見ただけでなく、現地で働いた人にしか描けない世界 『藻屑蟹』


著者・赤松さんとは、僭越ながら個人的に少しだけやり取りをさせていただいている。年に数回、互いの近況をかいつまんで報告し合うような関係で、ときどき赤松さんの作品を添付していただくこともあった。

そんなある日、「まだ明らかにはできないが、ある賞をとれるかもしれない」というメールをいただいた。まだ確定ではないという話だったので、浮足立ちそうになるのを務めて抑え、しかし、こころは浮き立った。ついに赤松さんが世間から評価される日が来たか。

本作は作家「赤松利市」のデビュー作である。ただし、実のところ、赤松さんは以前に別のペンネームで本を出版されている。それを読んで書いたレビューが赤松さんの目にとまり、そこからのお付き合いになる。俺はその作品をとても面白いと思っているし、ここで大々的に宣伝もしたいのだが、「新人作家・赤松利市」の門出となる本書のレビューで紹介するには不向きと考え断念する。

さて、本作について。

出版されていないものも含めた作品を知っている身からすると、本作は赤松さんらしさが研ぎ澄まされ、ヒリヒリするような作品に仕上がっていると感じた。ただ、この研ぎ澄まされた「赤松さんらしさ」という評価が、ご本人にとって褒め言葉なのか、あるいは歯がみされるものなのか。赤松さんなら、賛辞を賛辞として受け止めつつ、歯がみもされそうな気がする。
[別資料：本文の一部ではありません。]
PR #132, opened 2018-10-04
updated %toa to not actually use toa but work with a more up to date db

guineawheek:
This patch is cherrypicked from my development branch - see #dozer-development for more details

### DIFF
--- a/dozer/__main__.py
+++ b/dozer/__main__.py
@@ -15,6 +15,7 @@ config = {
     'toa': {
         'key': 'Put TOA API key here',
         'app_name': 'Dozer',
+        'teamdata_url': ''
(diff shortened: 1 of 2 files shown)


770352:
Why wouldn't we pull data from straight from TOA's API?

guineawheek:
because TOA's reg data is often hilariously out of date and incomplete

guineawheek:
@770352 because TOA's reg data is often hilariously out of date and incomplete

tweirtx:
Seeing as TOA has fixed your complaint with them and a TOA developer is working on a fix to bring us up to date, I now see no reason for this PR.

PR #133, opened 2018-10-04
added %eval logging

guineawheek:
see title

also cherrypicked from my personal dev/ftc branch


770352:
Just a heads up, Dozer's Offical Prefix is &.

guineawheek:
@770352 I know. I don't care. Plus this commit was cherrypicked from a branch where the Dozers that run it all use `%` as a prefix

PR #136, opened 2018-10-19
Updated TOA command

ofekashery:
A little over a month ago, we updated [our API](https://theorangealliance.org/apidocs).
To see complete details of data accessible via APIv3, please see the [full documentation](https://orange-alliance.github.io/TOA-API).


tweirtx:
@endreman0 please weigh in on this

guineawheek:
i'm p sure dozer will work just fine if you remove `v2` from the end of the toa api url, i think i tested this a long time ago

ofekashery:
> content-type: application/json is implicit if you use await response.json() which is cleaner anyway. previously we did not use that because TOA would return HTML 404 pages (reeeeeee)

The API currently doesn't work without it.

> also you strip away the website handling code; often times team website fields from raw FIRST data lack http[s]:// which is why it was added there in the first place. also TOA for the longest time had zero website data despite the existence of a website field

Make sure that the URLs are filtered and returned correctly **always**.
<br/><br/>
_You are invited_ to check the code in any case of endpoint, it always works.

ofekashery:
The `TOAResponse` didn't help anything

ofekashery:
> TOA still doesn't have data on old teams. People still care about this one. ftc_teams.pickle.gz is what backfilled for them. It's a fallback that gets used less and less but still important to have.

This is exactly what we are doing in the coming days. Within a few days we will have all the teams that have ever been.


> The new TOA url icon may or not be a good choice with the embed's color scheme. This should be up for debate.

I'll look at it

ofekashery:
> I'm going to debate that it's not a good idea, and that TOAResponse is helpful. TOAParser, and TOAResponse with it, hide the details and idiosyncrasies of the TOA API (e.g. requesting a single team returns a list, non-existent teams return an empty list rather than null or a 404 or any other error, and the API will respond with the content type text/html occasionally even though the response body is still JSON) internally and present a cleaner interface for the rest of the code. If the TOA API updates - say, they switch to XML responses, or team_name_short becomes team_nickname akin to TBA, or they switch to returning a single JSON object rather than a list - we can fix it in _toa.py such that we don't have to update the rest of the code at all. Moving the parsing out of the parser relegates the TOAParser to a ratelimited wrapper around an aiohttp client and leaks abstractions about the TOA API (e.g. that JSON is the output format and nonexistent teams return an empty list) into code that shouldn't have to care about them.

If you're not understanding, I'm a TOA Developer. We have no intention of changing the whole API, Certainly not to xml!
Feel free to try, the response always coming back in JSON.
<br/><br/>
>I'm not sure what you're saying here. If TOA makes sure that the URLs are correct, and something has changed since API v2 to make that the case, that's good news. If not, I'd appreciate some clarification.

I don't know what you're talking about, we didn't even have any teams websites until 3 days ago.
All of the teams websites are filtered and we make sure they are standard URLs that include http:// OR https://
<br/><br/>
> The lines are on the thin side and a bit hard to see when shown that small. I have no opinion on the color scheme. I'm more worried about the URL breaking should TOA update their Twitter picture.

We'll do it

endreman0:
> If you're not understanding, I'm a TOA Developer. We have no intention of changing the whole API, Certainly not to xml!
> Feel free to try, the response always coming back in JSON.

That was just an example breaking change. The other two, changing attributes of the returned object and changing the output format from a single-item list to an object, are more relevant. Any breaking change to the TOA API can be contained to just `_toa.py` and not require updating the `toa` command.

> > I'm not sure what you're saying here. If TOA makes sure that the URLs are correct, and something has changed since API v2 to make that the case, that's good news. If not, I'd appreciate some clarification.
> 
> I don't know what you're talking about, we didn't even have any teams websites until 3 days ago.
All of the teams websites are filtered and we make sure they are standard URLs that include http:// OR https://

Good, then once the backup data is unnecessary, the website check will be as well. It sounds like that is still a few days away, though.

> > The lines are on the thin side and a bit hard to see when shown that small. I have no opinion on the color scheme. I'm more worried about the URL breaking should TOA update their Twitter picture.
>
> We'll do it

We meaning TOA developers? We'll do what? Use wider lines in the icon? Update your Twitter PFP? Use a different URL?

ofekashery:
> We meaning TOA developers? We'll do what? Use wider lines in the icon? Update your Twitter PFP? Use a different URL?

We'll use a different URL

ofekashery:
If you have any more questions about the API, please visit [our discord server](https://discord.gg/5fH66UV).

ofekashery:
Now we have all the teams from 2006

endreman0:
Excellent! Since you've already removed the backup data halfway, cleaning it entirely would be a good next step. I'm also still curious about why `TOAResponse` was removed given my comment describing its usefulness.

ofekashery:
I can not find any reason to use the `TOAResponse`

endreman0:
The short answer is it's insurance against changes in TOA's response format. If anything about the response changes (the most likely being fields being renamed), we can add aliases to `TOAResponse` so code outside of `_toa.py` doesn't have to be updated. Say, for instance, `team_key` on `Team` models was renamed to `key`, akin to TheBlueAlliance's equivalent field. With these changes, updating to that change would require updating every usage of the team key; with `TOAResponse`, we just add

```py
# in TOAResponse
@property
def team_key(self):
    return self.key
```
and we're done.

dozer/cogs/toa.py
```diff
@@ -74,17 +74,15 @@ def __init__(self, bot):
...
             await ctx.send("This team does not have any data on it yet, or it does not exist!")
             return
 
-        team_data = json.loads(res)[0]
-
         e = discord.Embed(color=embed_color)
         e.set_author(name='FIRST® Tech Challenge Team {}'.format(team_num),
                      url='https://www.theorangealliance.org/teams/{}'.format(team_num),
-                     icon_url='https://pbs.twimg.com/profile_images/1049159734249623553/SZ34vdcC_400x400.jpg')
+                     icon_url='https://theorangealliance.org/favicon.ico')
```
octocynth: Discord web and Android (at least) don't render `.ico` files properly. Web and shows an empty space where the icon is, and Android shows a dark gray square.

ofekashery: I've changed it already to png

PR #138, opened 2018-10-22
Fixed warns not local modlogging, added modlog DMs

tweirtx:
This is a re-open because the CI stuff was broken


tweirtx:
Never mind it's still broken thanks for breaking GitHub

他のレビューにも書いてあるので、本の内容を詳述するのは避けつつ感想を書く。

前半から中盤にかけては、グイグイ引っ張られた。誰が読んでもひきつけられるはずだ。人によっては眉をひそめながら、あるいは主人公にある種の密かな共感を抱きながら、これまで誰も明瞭には書いてこなかった原発事故後の町を読むことになる。
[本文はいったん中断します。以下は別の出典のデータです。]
PR #140, opened 2018-10-22
Fixed warns not local modlogging, added modlog DMs

tweirtx:
I think it might be working again

### DIFF
--- a/dozer/cogs/moderation.py
+++ b/dozer/cogs/moderation.py
@@ -46,7 +46,7 @@ class Moderation(Cog):
         try:
             await target.send(embed=modlog_embed)
         except discord.Forbidden:
-            await orig_channel.send("Attempted to send modlog to user, but they have blocked me.")
+            await orig_channel.send("Failed to DM modlog to user")
         with db.Session() as session:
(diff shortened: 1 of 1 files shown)


dozer/cogs/moderation.py
```diff
@@ -43,7 +43,10 @@ class Moderation(Cog):
         modlog_embed.add_field(name="Requested by", value=f"{actor.mention} ({actor} | {actor.id})", inline=False)
         modlog_embed.add_field(name="Reason", value=reason or "No reason specified", inline=False)
         modlog_embed.add_field(name="Timestamp", value=str(datetime.datetime.now()), inline=False)
-
+        try:
+            await target.send(embed=modlog_embed)
+        except discord.Forbidden:
+            await orig_channel.send("Attempted to send modlog to user, but they have blocked me.")
```
endreman0: Or they no longer share a guild with the bot, or have disabled DMs from guild members... a more generic "failed to DM the user" message would be better here.

tweirtx: Alright, so should I bother with making it run the send before doing the action or should I just change the message?

endreman0: Definitely log before acting, but change the message as well. Even with that fix there are more reasons than just blocking the bot.

PR #144, opened 2018-11-30
Fix style issues discovered by new pylint 2.2 lints

octocynth:


dozer/cogs/_utils.py
```diff
@@ -42,7 +42,6 @@ def example_usage(self, usage):
 
 class Command(CommandMixin, commands.Command):
     """Represents a command"""
-    pass
```
bkeeneykid: Does this not error out due to not having a command body?

PR #148, opened 2019-02-14
Download and re-upload wttr.in images in weather command

octocynth:
Linking to wttr.in in the embed causes Discord to cache the created image, and the weather will change before it expires. Additionally, different regions can cache the image at different times, resulting in multiple users looking at the same message and each seeing a different outdated weather report.

To prevent that, we can download the image from wttr.in ourselves, upload it as an attachment, and make the embed use that attachment as the image. This makes the command slower, but not prohibitively so. Also, because "open original" no longer links to wttr.in, the wttr.in link is set as the embed URL.

### DIFF
--- a/dozer/cogs/tba.py
+++ b/dozer/cogs/tba.py
@@ -1,5 +1,6 @@
 """A series of commands that talk to The Blue Alliance."""
 import datetime
+import io
 import itertools
 import json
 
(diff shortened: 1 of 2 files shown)


tweirtx:
Can someone approve this so we can merge?

PR #1429, opened 2024-06-18
zcash_client_sqlite: Start documenting the table structures

str4d:
The existing pins for the current database structure are moved out of the `verify_schema` test, so they can serve the dual purpose of documentating the database structure.

The documentation needs significantly more detail than this PR currently includes; this is intended as a starting point from which we can continually improve our documentation going forward.

### DIFF
--- a/zcash_client_sqlite/src/wallet/db.rs
+++ b/zcash_client_sqlite/src/wallet/db.rs
@@ -13,6 +13,11 @@
 // from showing up in `cargo doc --document-private-items`.
 #![allow(dead_code)]
 
+use zcash_client_backend::data_api::scanning::ScanPriority;
+use zcash_protocol::consensus::{NetworkUpgrade, Parameters};
+
+use crate::wallet::scanning::priority_code;
+
 /// Stores information about the accounts that the wallet is tracking.
 pub(super) const TABLE_ACCOUNTS: &str = r#"
 CREATE TABLE "accounts" (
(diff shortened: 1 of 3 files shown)


zcash_client_sqlite/src/wallet/db.rs
```diff
@@ -236,12 +318,20 @@ CREATE TABLE sapling_tree_cap (
...
+/// [`ShardTree`]: shardtree::ShardTree
 pub(super) const TABLE_SAPLING_TREE_CHECKPOINTS: &str = "
 CREATE TABLE sapling_tree_checkpoints (
     checkpoint_id INTEGER PRIMARY KEY,
     position INTEGER
 )";
 
+/// TODO: Summary of what this stores.
+///
+/// TODO: Document this.
```
nuttycom, line 334:
```suggestion
/// Stores metadata about the positions of Sapling notes that have been spent but for which
/// witness information as not yet been removed from the note commitment tree.
///
/// In the process of updating the note commitment tree in response to the addition of 
/// a block, it is necessary to temporarily continue to store witness information for
/// each note so that a spent note can be made spendable again after a rollback of the
/// spending block. This table caches the metadata needed for that restoration.
```

zcash_client_sqlite/src/wallet/db.rs
```diff
@@ -269,12 +369,22 @@ CREATE TABLE orchard_tree_cap (
...
+/// details.
+///
+/// [`ShardTree`]: shardtree::ShardTree
 pub(super) const TABLE_ORCHARD_TREE_CHECKPOINTS: &str = "
 CREATE TABLE orchard_tree_checkpoints (
     checkpoint_id INTEGER PRIMARY KEY,
     position INTEGER
 )";
 
+/// TODO: Summary of what this stores.
```
nuttycom, line 384:
```suggestion
/// Stores metadata about the positions of Orchard notes that have been spent but for which
/// witness information as not yet been removed from the note commitment tree.
```

nuttycom (changes requested):
Added suggestions for documentation to replace `TODO`s.

nuttycom (approved):
utACK cf1922cdee5a72633099bd89472c01793f7d7919

daira (approved):
utACK. So much better! <3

この段階で出てくる脇役である友人らを、ただ原稿を埋めるだけの登場人物にせず、各人の背景に触れていくことで人物に厚みを持たせている。そして、主人公と彼らとの友人関係を通じて、主人公の日常生活が想像される。これを短編でやってのけるあたりが、スゴい。

中盤からラスト。赤松さんらしさが研ぎ澄まされ、赤松さんにしか描けないと感じるのはここだ。前半から中盤の内容が多くの人をひきつけるのは確かだが、極端な話、現地を知っていて、なおかつ赤松さんレベルの描写力があれば書けるものでもある(ただし、実際にはそんな人は稀有なのだが)。
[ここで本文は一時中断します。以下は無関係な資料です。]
PR #1430, opened 2024-06-18
Improvements to the strategy implemented by `{fixed,standard,zip317}::SingleOutputChangeStrategy`

daira:
`zcash_client_backend::{fixed,standard,zip317}::SingleOutputChangeStrategy` now implement a different strategy for choosing whether there will be any change, and its value. The aims are:

* Ensure that it is still possible to create fully transparent transactions with no change (this will be needed for ZIP 320). The `ChangeError::InsufficientFunds` error in this case should have a `required` field that reflects the additional amount needed, according to the fee calculated without an extra change output.
* Avoid leaking information about note amounts in some cases: an adversary that knew the number of external recipients and the sum of their outputs was able to learn the sum of the inputs if no change output was present.
* Defend against losing money by using `DustAction::AddDustToFee` with a too-high dust threshold.
* Ensure that if a "change memo" is requested, there will always be a shielded change output in which to put it. Previously, this would not be the case when using `DustAction::AddDustToFee`.

### DIFF
--- a/zcash_client_backend/CHANGELOG.md
+++ b/zcash_client_backend/CHANGELOG.md
@@ -20,6 +20,13 @@ and this library adheres to Rust's notion of
 
 ### Changed
 - MSRV is now 1.70.0.
+- `zcash_client_backend::{fixed,standard,zip317}::SingleOutputChangeStrategy`
+  now implement a different strategy for choosing whether there will be any
+  change, and its value. This can avoid leaking information about note amounts
+  in some cases. It also ensures that there will be a change output whenever a
+  `change_memo` is given, and defends against losing money by using
+  `DustAction::AddDustToFee` with a too-high dust threshold.
+  See [#1430](https://github.com/zcash/librustzcash/pull/1430) for details.
 - `zcash_client_backend::zip321` has been extracted to, and is now a reexport 
   of the root module of the `zip321` crate. Several of the APIs of this module
   have changed as a consequence of this extraction; please see the `zip321`
--- a/zcash_client_backend/src/fees/zip317.rs
+++ b/zcash_client_backend/src/fees/zip317.rs
@@ -212,7 +212,6 @@ impl ChangeStrategy for SingleOutputChangeStrategy {
 
 #[cfg(test)]
 mod tests {
-
     use std::convert::Infallible;
 
     use zcash_primitives::{
@@ -229,7 +228,7 @@ mod tests {
         data_api::wallet::input_selection::SaplingPayment,
         fees::{
             tests::{TestSaplingInput, TestTransparentInput},
-            ChangeError, ChangeStrategy, ChangeValue, DustOutputPolicy,
+            ChangeError, ChangeStrategy, ChangeValue, DustAction, DustOutputPolicy,
         },
         ShieldedProtocol,
     };
@@ -323,7 +322,19 @@ mod tests {
     }
 
     #[test]
-    fn change_with_transparent_payments() {
+    fn change_with_transparent_payments_implicitly_allowing_zero_change() {
+        change_with_transparent_payments(&DustOutputPolicy::default())
+    }
+
+    #[test]
+    fn change_with_transparent_payments_explicitly_allowing_zero_change() {
+        change_with_transparent_payments(&DustOutputPolicy::new(
+            DustAction::AllowDustChange,
+            Some(NonNegativeAmount::ZERO),
+        ))
+    }
+
+    fn change_with_transparent_payments(dust_output_policy: &DustOutputPolicy) {
         let change_strategy = SingleOutputChangeStrategy::new(
             Zip317FeeRule::standard(),
             None,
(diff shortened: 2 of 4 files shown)


zcash_client_backend/src/fees/zip317.rs
```diff
@@ -351,13 +350,149 @@ mod tests {
             ),
             #[cfg(feature = "orchard")]
             &orchard_fees::EmptyBundleView,
+            &DustOutputPolicy::new(DustAction::AllowDustChange, Some(NonNegativeAmount::ZERO)),
```
str4d, line 353: Why was the `change_with_transparent_payments` test altered to use this dust output policy (instead of `DustOutputPolicy::default()`)? AFAICT the test is not transparent-only (it has a Sapling input), and therefore the change to the fee code should not have affected it.

If this isn't a necessary change, revert it. If we don't have a test with `DustAction::AllowDustChange`, then we should add that separately.

zcash_client_sqlite/src/testing/pool.rs
```diff
@@ -443,7 +453,7 @@ pub(crate) fn send_multi_step_proposed_transfer<T: ShieldedPoolTester>() {
 
     assert_eq!(
         confirmed_sent.get(0).and_then(|v| v.get(0)),
-        Some(&(&txids[0], 50000))
+        Some(&(&txids[0], 35000))
```
str4d, line 456: It took me a while to realise that this edit was not due to changes in the existing output amount or how fees were changed, but just checking the value of the new change output instead.

This test now has an undocunmented dependency on implementation details about the order in which the two outputs of the first transaction are added to the database. Change the test to instead sort the outputs by value and check both of them (the existing 50,000 zatoshi non-change output, and the new 35,000 zatoshi change output).

zcash_client_sqlite/src/testing/pool.rs
```diff
@@ -904,7 +914,7 @@ pub(crate) fn spend_succeeds_to_t_addr_zero_change<T: ShieldedPoolTester>() {
     let dfvk = T::test_account_fvk(&st);
 
     // Add funds to the wallet in a single note
-    let value = NonNegativeAmount::const_from_u64(60000);
+    let value = NonNegativeAmount::const_from_u64(70000);
```
str4d, line 917: Why is this amount increased?

zcash_client_sqlite/src/testing/pool.rs
```diff
@@ -951,7 +961,7 @@ pub(crate) fn change_note_spends_succeed<T: ShieldedPoolTester>() {
     let dfvk = T::test_account_fvk(&st);
 
     // Add funds to the wallet in a single note owned by the internal spending key
-    let value = NonNegativeAmount::const_from_u64(60000);
+    let value = NonNegativeAmount::const_from_u64(70000);
```
str4d, line 964: Why is this amount increased?

str4d (changes requested):

str4d (approved):
utACK 977e6c802a0a530c46ad1608cc8a3594c7a53d19 modulo questions about tests. Any that are not addressed here, should have issues opened.

zcash_client_backend/src/fees/zip317.rs
daira: The behaviour intentionally changes in the situation of the original test. Specifically, one of the dummy outputs that was originally present would become a change output instead, because we provided a change memo. (This would be observable to someone with the corresponding internal IVK, although not otherwise.) However, the default dust policy disallows creating a transaction with zero-valued change (the default dust threshold is the ZIP 317 marginal fee of 5000 zat), and so the test would fail without changing the dust policy.

I don't know whether this is the intent of the default policy, but it is strictly speaking what we asked for: we specified a change memo and said to reject if the change is less than the marginal fee. So what I did to make the test pass is explicitly specify a policy that allowed this case (which might not be the correct solution).

In more detail:

The original test has a Sapling input of 55000 zat (so, the flows are not fully transparent), and a transparent output of 40000 zat. The selected change pool is Sapling. There is no explicitly specified Sapling output (and the `bundle_required` setting of the builder defaults to false), but there is at least one Sapling input and so the outputs are padded to 2; [this is the intended behaviour of the Sapling builder](https://github.com/zcash/sapling-crypto/blob/d23547f0d3c753b706c6a4fd64456855e153d6b7/src/builder.rs#L36..L37). There is no Sapling change output. Therefore the ZIP 317 fee is, correctly, 15000 zat because we have 3 logical actions: two due to Sapling (max of one input and two dummy outputs), and one transparent output.

Before the latest changes from our pairing, the PR was incorrect because it was calculating the fee as 20000 zat.

The new behaviour is that we create a zero-valued change output with `change_memo`. Because of the output padding, this makes no difference to the fee of 15000 zat, and so the balance is calculated as 55000 - 40000 - 15000 = 0, i.e. we are in case 2, but the flows are not transparent so this becomes case 3b. However, the default dust policy disallows the change output. Therefore, we reject the transaction as having insufficient funds.

I'm open to either:
* renaming the test;
* having this test explicitly fail and adding another test that allows zero-valued change;
* changing the interpretation of the default dust policy to allow this case. (Should it also allow change less than the marginal fee in general if a change memo is given, or only zero-valued change?)

daira: An argument for allowing zero-valued change but not allowing other change values less than the threshold, is that we will never need to spend a zero-valued note (and in principle shouldn't be keeping track of its witness, although I don't know whether that is currently the case). And this case may occur in practice for the intended "send max" feature in Zashi.

str4d: > Because of the output padding, this makes no difference to the fee of 15000 zat, and so the balance is calculated as 55000 - 40000 - 15000 = 0, i.e. we are in case 2, **but the flows are not transparent so this becomes case 3b**.

This is the bit of logic that was missing when I originally wrote this comment in the previous PR. I think this test is therefore fine as-is now.

daira: I've implemented this now; please re-review.

zcash_client_backend/CHANGELOG.md
```diff
@@ -20,6 +20,11 @@ and this library adheres to Rust's notion of
 
 ### Changed
 - MSRV is now 1.70.0.
+- `zcash_client_backend::{fixed,standard,zip317}::SingleOutputChangeStrategy`
+  now implement a slightly different strategy for choosing whether there will
+  be any change. Transactions that have any shielded non-change flows will
+  always have a change output (possibly zero-valued). This can avoid leaking
+  information about note amounts in some cases.
```
daira, line 27: I will update this changelog entry.

zcash_client_sqlite/src/testing/pool.rs
daira: This change is no longer necessary. I think it was because we were previously calculating the fee incorrectly.

zcash_client_sqlite/src/testing/pool.rs
daira: This change is no longer necessary. I think it was because we were previously calculating the fee incorrectly.

PR #1432, opened 2024-06-19
Update tests in testing/pool.rs to use ZIP 317 fees

daira:


zcash_client_sqlite/src/testing/pool.rs
```diff
@@ -921,18 +912,15 @@ pub(crate) fn spend_succeeds_to_t_addr_zero_change<T: ShieldedPoolTester>() {
     let dfvk = T::test_account_fvk(&st);
 
     // Add funds to the wallet in a single note
-    let value = NonNegativeAmount::const_from_u64(60000);
+    let value = NonNegativeAmount::const_from_u64(70000);
```
str4d, line 915: Is this bump necessary for the test to work under ZIP 317, or is it left over from your other PR (that you subsequently undid)?

zcash_client_sqlite/src/testing/pool.rs
```diff
@@ -968,7 +956,7 @@ pub(crate) fn change_note_spends_succeed<T: ShieldedPoolTester>() {
     let dfvk = T::test_account_fvk(&st);
 
     // Add funds to the wallet in a single note owned by the internal spending key
-    let value = NonNegativeAmount::const_from_u64(60000);
+    let value = NonNegativeAmount::const_from_u64(70000);
```
str4d, line 959: Ditto

zcash_client_sqlite/src/testing/pool.rs
daira: No, this is necessary because the ZIP 317 fee is higher than 10000 zats. (Actually a `value` of 65000 zats would be sufficient, but this is not intended to be testing the zero-change corner case.)

zcash_client_sqlite/src/testing/pool.rs
daira: Same response.

str4d (approved):
utACK f0cf40543a92cd98829b2a6c8462b2f0d0e6da46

赤松さんにしか書けない、描けない。そんな中盤からラストにかけてを好むかどうかが、本作品の読者の分かれ目になるのではなかろうか。

面白くてエンタテインメントに特化した小説も創られる赤松さんの筆が、今回はかなり人間を掘り下げるほうに振られた。インタビューなどを読む限りでは、今後もこの方向性で小説を書かれるようで、これから「赤松刀」がどう研がれていくのか楽しみである。とはいえ、赤松応援団の団長を自認する俺は、基本的にエンタテインメント小説が好きだ。いつかまた、魅力的なキャラが活躍したり、ゾッとするようなラストが待っていたりするエンタテインメント小説も読ませてもらいたいと、団長なのにワガママなことを考えている。

今後の赤松さんのご活躍に期待して、敢えて星を一つ預からせてもらいます。